Given entries: Begin

PR #3608, opened 2021-06-21
Fix date for adsense data test.

danielgent:
## Summary

Addresses issue #2585

## Checklist

### DIFF
--- a/.github/workflows/visual-regression.yml
+++ b/.github/workflows/visual-regression.yml
@@ -12,6 +12,7 @@ on:
       - '!assets/**/__tests__/**/*.js'
       - '!assets/**/test/*.js'
       - '!assets/**/*.test.js'
+      - 'stories/**'
       - 'tests/backstop/**'
       - '.storybook/**'
       - '**.scss'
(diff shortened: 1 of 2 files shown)


.github/workflows/visual-regression.yml
```diff
@@ -12,6 +12,7 @@ on:
       - '!assets/**/__tests__/**/*.js'
       - '!assets/**/test/*.js'
       - '!assets/**/*.test.js'
+      - 'stories/**'
```
aaemnnosttv, line 15: Let's also add a pattern for matching stories written in CSF which may not be in this directory.

aaemnnosttv (commented):
LGTM – just one more thing to add.

.github/workflows/visual-regression.yml
danielgent: Makes sense @aaemnnosttv. I changed the pattern and you can see the VRTs are running!

aaemnnosttv: Thanks @danielgent, although the fact that they're running now can also be attributed to this path 😉 
https://github.com/google/site-kit-wp/blob/890e24fac0144fdcc08f4eb02c54c4170f34e757/.github/workflows/visual-regression.yml#L10

The new pattern should match them all though so +1 to this change 👍

aaemnnosttv (approved):
Great, thanks!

Given entries: End

• [Task description] Copy out every line above where "pattern" is present.

• [Response for this exercise]
aaemnnosttv, line 15: Let's also add a pattern for matching stories written in CSF which may not be in this directory.
danielgent: Makes sense @aaemnnosttv. I changed the pattern and you can see the VRTs are running!
The new pattern should match them all though so +1 to this change 👍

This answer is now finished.